Issue #29546, opened 2024-07-10
[SIP-142] Improving Database Migration Management


mistercrunch:
## Motivation

Managing database migrations in Superset currently poses challenges such as deadlocks and downtime during DDL changes. We aim to improve the process to ensure smooth blue/green deployments, reduce downtime, and handle complex migrations effectively.

## Proposed Change

1. **Impose Blue/Green-Safe Migrations as part of minor releases**:
   - blue/green migration assume that the previous version of the app can ALWAYS run against the newer version of the database. This mean there cannot be destructive operations as part of a PR that contains a database migration
   - "theoritical but highly unlikely lossiness" can be accepted but understood and mitigated. For example if there's a short period of time during the migration where the old app might be updating a field that's effectively getting deprecated as part of the migration, and as a result that update/transaction might be lost in the shuffle, we can assess the likelihood of such operation and its critically, and accept it

1. **Functional Migrations:** functional programming enforces concepts around idempotency of tasks that limit side effects. For Superset migrations, we want to enforce these ideas in a way that limits mutations, and allows for running the same mutation twice. For example, when adding a new column, we probably want to check whether the new column exists, and delete / recreate it if necessary. More intricately, if we want to change the `Dashboard.json_metadata` schema, we probably want to avoid mutating it in-place, and instead create a new `Dashboard.json_metadata_v2` and have a deterministic function that take the original, and transforms it as needed before landing it in this new field. In this case, rolling back is more of a matter of pointing back to the original field than applying a reverse migration to try to recreate the original state from the old one. Note that this implies race conditions around the flickering that blue/green implies and/or around rolling back. Philosophically, we prefer this set of tradeoffs to the ones that come with biderectional mutations. In cases where lossiness is unacceptable, the solution may be to maintain both versions of the state for a time, meaning dashboard mutations post migration would keep updating `Dashboard.json_metadata` AND `Dashboard.json_metadata_v2` for a time.

1. **Accumulated Cleanup Migrations**: Defer non-critical cleanup migrations (e.g., column deletions) to major version upgrades, in a file (`superset/migration/future.py`) imposing a certain structure that's compatible with alembic-based approach. 

[...]

PR #29625, opened 2024-07-18
fix: try to prevent deadlocks when running upgrade

sadpandajoe:
### SUMMARY
When running the migration upgrade path for https://github.com/apache/superset/pull/28704, we noticed that there could be times where we see a deadlock. This PR breaks down each drop into it's own migration file.

### ADDITIONAL INFORMATION

- [ ] Has associated issue:
- [ ] Required feature flags:
- [ ] Changes UI


superset/migrations/versions/2024-05-24_11-31_02f4f7811799_remove_sl__tables.py
```diff
@@ -24,21 +24,89 @@
...
+    sorted_tables_to_drop = get_drop_order(tables_to_drop, insp)
+
+    if db_dialect == "postgresql":
+        for table in sorted_tables_to_drop:
+            fks = get_foreign_keys(table, insp)
+            for fk in fks:
+                constraint = fk["name"]
+                if constraint:
+                    op.execute(
+                        f"ALTER TABLE {table} RENAME CONSTRAINT {constraint} TO {constraint}_old"
```
eschutho, line 92: This may have helped in my earlier PR when we were changing the constraint, but after looking into this, I don't think it will help when dropping the constraint. Maybe one idea would be to drop each table in a separate transaction and commit after each drop.

dpgaspar: careful a commit may leave a migration partially applied

sadpandajoe: ok, I revised this to just drop the constraint first and then afterwards to drop the table. Hopefully this will reduce any deadlocks there may be.

superset/migrations/versions/2024-05-24_11-31_02f4f7811799_remove_sl__tables.py
```diff
@@ -24,21 +24,41 @@
...
+    "sl_dataset_columns",
+    "sl_table_columns",
+    "sl_dataset_tables",
+    "sl_columns",
+    "sl_tables",
+    "sl_dataset_users",
+    "sl_datasets"
+]
+
+def drop_constraints(table, insp):
```
mistercrunch, line 43: This function seems useful and could be moved into `superset/migrations/shared/utils.py` so it can be reused in future migrations. I'd make both `insp` and `conn` arguments so the caller can reuse theirs and control transations.

mistercrunch:
Just a note, but in light of https://github.com/apache/superset/issues/29546, thinking in the future this type of migration would have been held up until the next major. In the meantime, it's probably ok to mitigate existing migrations to minimize deadlock/downtime.

eschutho (approved):
I ran the upgrade and downgrade a few times and no issues.

PR #29649, opened 2024-07-19
fix: remove old database constraint on the Dataset model

betodealmeida:
### SUMMARY

The dataset model has a comment that says:

https://github.com/apache/superset/blob/9487d6c9d6b3231b1bf31752c76fc50066be0014/superset/connectors/sqla/models.py#L1135-L1144

But turns out there is an old migration from 2016 that adds the uniqueness constraint to the schema:

https://github.com/apache/superset/blob/9487d6c9d6b3231b1bf31752c76fc50066be0014/superset/migrations/versions/2016-04-15_08-31_b4456560d4f3_change_table_unique_constraint.py#L36-L38

With the introduction of catalogs in [SIP-95](https://github.com/apache/superset/issues/22862) this constraint needs to either be updated to include `catalog`, or removed to align with the `SqlaTable` model. In this PR I went with the latter.

### ADDITIONAL INFORMATION

- [ ] Has associated issue:
- [ ] Required feature flags:
- [ ] Changes UI

### DIFF
--- a/superset/migrations/versions/2024-07-19_16-11_df3d7e2eb9a4_remove__customer_location_uc.py
+++ b/superset/migrations/versions/2024-07-19_16-11_df3d7e2eb9a4_remove__customer_location_uc.py
@@ -1,0 +1,55 @@
+# Licensed to the Apache Software Foundation (ASF) under one
+# or more contributor license agreements.  See the NOTICE file
+# distributed with this work for additional information
+# regarding copyright ownership.  The ASF licenses this file
+# to you under the Apache License, Version 2.0 (the
+# "License"); you may not use this file except in compliance
+# with the License.  You may obtain a copy of the License at
+#
+#   http://www.apache.org/licenses/LICENSE-2.0
+#
+# Unless required by applicable law or agreed to in writing,
+# software distributed under the License is distributed on an
+# "AS IS" BASIS, WITHOUT WARRANTIES OR CONDITIONS OF ANY
+# KIND, either express or implied.  See the License for the
+# specific language governing permissions and limitations
+# under the License.
+"""
+Remove _customer_location_uc
+
+Revision ID: df3d7e2eb9a4
+Revises: 02f4f7811799
+Create Date: 2024-07-19 16:11:26.740368
+"""
+
+import logging
+
+from alembic import op
+from migration_utils import create_unique_constraint, drop_unique_constraint
+
+# revision identifiers, used by Alembic.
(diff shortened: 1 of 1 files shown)


superset/migrations/versions/2024-07-19_16-11_df3d7e2eb9a4_remove__customer_location_uc.py
```diff
@@ -0,0 +1,55 @@
...
+
+logger = logging.getLogger(__name__)
+
+
+def upgrade():
+    try:
+        drop_unique_constraint(op, "_customer_location_uc", "tables")
+    except Exception:  # pylint: disable=broad-except
+        # Unfortunately the DB migration that creates this constraint has a
+        # try/except block, so that we can't know for sure if the constraint exists.
```
eschutho, line 42: Should we raise again if it fails so that it rolls back? What are the implications here if there is an error and we can't roll back the transaction because we are not raising again? Can you use `generic_find_uq_constraint_name` to see if the constraint exists?

betodealmeida: Yeah, good point, I think we can use `generic_find_constraint_name`. I'm a bit concerned that the method might not work for all databases, but it should work with the most common at least.

mistercrunch:
Hey, thinking about applying some of the ideas in https://github.com/apache/superset/issues/29546, which would point towards either accumulating this PR and holding it until next release, or merging this in to a no-op place that we would bring into an actual migration later.

Curious as to whether you all think it's better to hold the PR, or to merge into a temporary place.

mistercrunch:
Easiest option here seems like it'd be to add a `hold:next-major:migration` label (or similar) and defer

betodealmeida:
Tagged this for 5.0.

betodealmeida:
Ping @mistercrunch

mistercrunch:
It would be nice to have a way to "pile-up" these no-op/cleanup migrations for scheduled downtime. I'm always scared of deadlocks and issues like that for something that's not required. 

Technically this one (and others like this one) could be run as best effort in a `try` block with a timeout one minute timeout, and run out-of-order of the alembic "rigorous", in-order chain.

It's not super important, and not required for this PR, but nice-to-have.

mistercrunch (approved):
Approving given the breaking window and the likely "downtime-required" for next major.

PR #29654, opened 2024-07-22
feat(ui): Disable user selection of data when user does not have export permissions

MialLewis:
### SUMMARY
Disables the user selection of data from the sqllab `resultTable`, `plugin-chart-pivot-table` and `plugin-chart-table` if the user does not have the `can_export_csv` / `can_csv` role. This is based off: https://github.com/apache/superset/pull/28429.

Relevant discussion: https://github.com/apache/superset/discussions/29078

### ADDITIONAL INFORMATION

- [ ] Has associated issue:
- [ ] Required feature flags:
- [x] Changes UI

### DIFF
--- a/superset-frontend/packages/superset-ui-core/src/chart/models/ChartProps.ts
+++ b/superset-frontend/packages/superset-ui-core/src/chart/models/ChartProps.ts
@@ -105,6 +105,8 @@ export interface ChartPropsConfig {
   inputRef?: RefObject<any>;
   /** Theme object */
   theme: SupersetTheme;
+  /** Set chart data selectable by user **/
+  dataSelectionMode?: string;
 }
 
 const DEFAULT_WIDTH = 800;
@@ -155,6 +157,8 @@ export default class ChartProps<FormData extends RawFormData = RawFormData> {
 
   theme: SupersetTheme;
 
+  dataSelectionMode?: string;
+
   constructor(config: ChartPropsConfig & { formData?: FormData } = {}) {
     const {
       annotationData = {},
@@ -176,6 +180,7 @@ export default class ChartProps<FormData extends RawFormData = RawFormData> {
       inContextMenu = false,
       emitCrossFilters = false,
       theme,
+      dataSelectionMode,
     } = config;
     this.width = width;
     this.height = height;
@@ -198,6 +203,7 @@ export default class ChartProps<FormData extends RawFormData = RawFormData> {
     this.inContextMenu = inContextMenu;
     this.emitCrossFilters = emitCrossFilters;
     this.theme = theme;
+    this.dataSelectionMode = dataSelectionMode;
   }
 }
 
@@ -223,6 +229,7 @@ ChartProps.createSelector = function create(): ChartPropsSelector {
     input => input.inContextMenu,
     input => input.emitCrossFilters,
     input => input.theme,
+    input => input.dataSelectionMode,
     (
       annotationData,
       datasource,
@@ -243,6 +250,7 @@ ChartProps.createSelector = function create(): ChartPropsSelector {
       inContextMenu,
       emitCrossFilters,
       theme,
+      dataSelectionMode,
     ) =>
       new ChartProps({
         annotationData,
@@ -264,6 +272,7 @@ ChartProps.createSelector = function create(): ChartPropsSelector {
         inContextMenu,
         emitCrossFilters,
         theme,
+	dataSelectionMode,
       }),
   );
 };
--- a/superset-frontend/packages/superset-ui-core/src/chart/models/ChartProps.ts
+++ b/superset-frontend/packages/superset-ui-core/src/chart/models/ChartProps.ts
@@ -105,7 +105,7 @@ export interface ChartPropsConfig {
   inputRef?: RefObject<any>;
   /** Theme object */
   theme: SupersetTheme;
-  /** Set chart data selectable by user **/
+  /** Set chart data selectable by user */
   dataSelectionMode?: string;
 }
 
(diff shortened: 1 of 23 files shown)


MialLewis:
@rusackas I'm pinging you as you merged a related PR https://github.com/apache/superset/pull/28429.

I'm working to disable user select for data, which is required for our sensitive data. The more blockers we can put in the place of data export the better, even if they can be circumvented.

We are willing to fork `superset` to do this, but getting it merged would obviously be better! Do you think there would be any appetite for this change, willing to put behind a feature flag if necessary.

Also, any suggestions/examples of how best to use the permissions model inside the frontend plugins?

Thanks!

MialLewis:
This is ready for someone to take a look. I'm very open to feedback as this is the first time I've used react. I do have very limited time to work on this though, it's already serving our purposes as it.

Thanks!

superset-frontend/src/components/FilterableTable/index.tsx
```diff
@@ -249,11 +257,16 @@ const FilterableTable = ({
       }),
   }));
 
+  const canExportData = useSelector((state: RootState) =>
+    findPermission('can_export_csv', 'SQLLab', state.user?.roles),
+  );
+
```
justinpark, line 263: The FilterableTable is a common component, so accessing the Redux user state to check permissions is not an appropriate approach. (Additionally, if FilterableTable is used outside of SQLLab, this permission logic would be incorrect.)
Therefore, it would be more appropriate to add a prop to FilterableTable (e.g., disableTextSelection?: boolean) and include this logic in SqlLab/components/ResultSet, passing it to FilterableTable.

superset-frontend/src/components/Chart/Chart.jsx
```diff
@@ -156,6 +158,11 @@ class Chart extends PureComponent {
     super(props);
     this.handleRenderContainerFailure =
       this.handleRenderContainerFailure.bind(this);
+    this.canExportData = findPermission(
+      'can_csv',
+      'Superset',
+      this.props.user?.roles,
+    );
```
justinpark, line 165: For similar reasons [below](https://github.com/apache/superset/pull/29654/files#r1746286537), adding a user state to ChartContainer and ChartRenderer and including this kind of logic would not be flexible in terms of component reusability. Therefore, it would be more appropriate to handle this at the dashboard or explore component level. (Additionally, in the case of the findPermission logic, if there are many charts in the dashboard, repeating the same n+1 search logic for each chart in the user permission list would lead to inefficiency.)

In other words, this permission logic should be included in DashboardBuilder and passed as a property value to DashboardComponent, allowing access through `this.props.canExportData`.
Similarly, if it's included in ExploreChartPanel and passed as a property to ChartContainer, it can be accessed in the same way.

superset-frontend/packages/superset-ui-core/src/chart/models/ChartProps.ts
```diff
@@ -105,6 +105,8 @@ export interface ChartPropsConfig {
   inputRef?: RefObject<any>;
   /** Theme object */
   theme: SupersetTheme;
+  /** Set chart data selectable by user */
+  dataSelectionMode?: string;
```
justinpark, line 109: It seems more appropriate to pass a more shareable value like canExportData rather than sending specific data selection values, and then set it according to each component's needs.

```suggestion
  canExportData: boolean;
```

superset-frontend/plugins/plugin-chart-pivot-table/src/plugin/transformProps.ts
```diff
@@ -81,6 +81,7 @@ export default function transformProps(chartProps: ChartProps<QueryFormData>) {
     filterState,
     datasource: { verboseMap = {}, columnFormats = {}, currencyFormats = {} },
     emitCrossFilters,
+    dataSelectionMode,
```
justinpark, line 84:
```suggestion
    canExportData,
```

superset-frontend/plugins/plugin-chart-pivot-table/src/plugin/transformProps.ts
```diff
@@ -176,5 +177,6 @@ export default function transformProps(chartProps: ChartProps<QueryFormData>) {
     onContextMenu,
     timeGrainSqla,
     allowRenderHtml,
+    dataSelectionMode,
```
justinpark, line 180: Here is the place to pass the appropriate data selection mode value for the given viz plugin.
```suggestion
    dataSelectionMode: canExportData ? 'auto' : 'none'
```

rusackas:
Running CI. Ping us if it gets stuck!

superset-frontend/src/components/Chart/Chart.jsx
MialLewis: With regards to dashboards, there is already a property `supersetCanCSV` passed through to `dashboard/components/gridCompnents/Chart.jsx`, so we can pass that to `ChartContainer`: `canExportData={supersetCanCSV}`

MialLewis:
Thanks for the review @justinpark, I've made the changes you suggested.

@rusackas would you mind running the CI again, it wasn't quite ready last time. I've run prettier locally so hopefully that will stop the failures.

MialLewis:
@rusackas could you re-run the CI please?

I've built the js packages locally and see no test failures now. I haven't been able to run the cypress tests however as I see a `message": "400 Bad Request: The CSRF token is missing` when cypress attempts to login.

rusackas:
Running CI 🤞

rusackas:
Hi there... sorry this thing seems to have fallen under our radar. We're trying to thin the backlog of unmergeable things, so we can keep a better handle on the situation and have this happen _less_ often. I'm not sure how hard this is to rebase, but if you want to give it a go, we can try to get it merged (finally). I'll convert it to a draft in the meantime, and nowadays when you mark it ready for review, it'll get our attention again.

rusackas:
This draft hasn't been updated in >90 days, so it will be closed. Please feel free to reopen it at any time, or ping us on this thread for further help.

PR #29672, opened 2024-07-23
fix(explore): missing column autocomplete in custom SQL

justinpark:
### SUMMARY
The `keywords` field was missing in the Custom SQL editor of the column item, causing the autocomplete feature in the metrics field to be unavailable.
This commit fills in the missing keywords field in the Column component and adds styling to the tooltip section of the autocomplete feature.

Before:

https://github.com/user-attachments/assets/96afae67-0cd1-4c4f-946a-9933276ae2f5

After:

https://github.com/user-attachments/assets/c591b64d-0993-4971-8f11-9ee08ceecb2b

### TESTING INSTRUCTIONS
Open a column selector in explore
Click Custom SQL and type a column name

### ADDITIONAL INFORMATION

- [ ] Has associated issue:
- [ ] Required feature flags:
- [ ] Changes UI

### DIFF
--- a/superset-frontend/src/components/AsyncAceEditor/index.tsx
+++ b/superset-frontend/src/components/AsyncAceEditor/index.tsx
@@ -32,6 +32,10 @@ import AsyncEsmComponent, {
 } from 'src/components/AsyncEsmComponent';
 import useEffectEvent from 'src/hooks/useEffectEvent';
 import cssWorkerUrl from 'ace-builds/src-noconflict/worker-css';
+import { useTheme, css } from '@superset-ui/core';
+import { Global } from '@emotion/react';
+
+export { getTooltipHTML } from './Tooltip';
 
 config.setModuleUrl('ace/mode/css_worker', cssWorkerUrl);
 
@@ -135,6 +139,7 @@ export default function AsyncAceEditor(
         },
         ref,
       ) {
+        const supersetTheme = useTheme();
         const langTools = acequire('ace/ext/language_tools');
         const setCompleters = useEffectEvent(
           (keywords: AceCompleterKeyword[]) => {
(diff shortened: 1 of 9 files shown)


superset-frontend/src/components/AsyncAceEditor/index.tsx
```diff
@@ -167,15 +172,66 @@ export default function AsyncAceEditor(
...
-            theme={theme}
-            tabSize={tabSize}
-            defaultValue={defaultValue}
-            setOptions={{ fontFamily }}
-            {...props}
-          />
+          <>
+            <Global
+              styles={css`
+                .ace_tooltip {
```
michael-s-molina, line 178: @justinpark I noticed that `src/SqlLab/components/AceEditorWrapper/index.tsx` has similar logic as this code. Is it possible to avoid code duplication in this case and also ensure similar behavior for both editors by using a single component?

justinpark: As @michael-s-molina and I discussed offline, the SqlLab/AceEditorWrapper component has styles associated with the SqlLab Editor, and this section applies the global ace-editor styles.

michael-s-molina (approved):

sadpandajoe:
@supersetbot label 4.1

sadpandajoe:
@supersetbot unlabel 4.1

justinpark:
> supersetbot unlabel 4.1

@sadpandajoe Is there a reason why this was excluded from version 4.1? Could you include this commit in 4.1?

sadpandajoe:
> > supersetbot unlabel 4.1
> 
> @sadpandajoe Is there a reason why this was excluded from version 4.1? Could you include this commit in 4.1?

Yeah i can grab it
========================================================================
Please return every line of the records above that contains the word "effectively".

Managing database migrations in Superset currently poses challenges such as deadlocks and downtime during DDL changes. We aim to improve the process to ensure smooth blue/green deployments, reduce downtime, and handle complex migrations effectively.
   - "theoritical but highly unlikely lossiness" can be accepted but understood and mitigated. For example if there's a short period of time during the migration where the old app might be updating a field that's effectively getting deprecated as part of the migration, and as a result that update/transaction might be lost in the shuffle, we can assess the likelihood of such operation and its critically, and accept it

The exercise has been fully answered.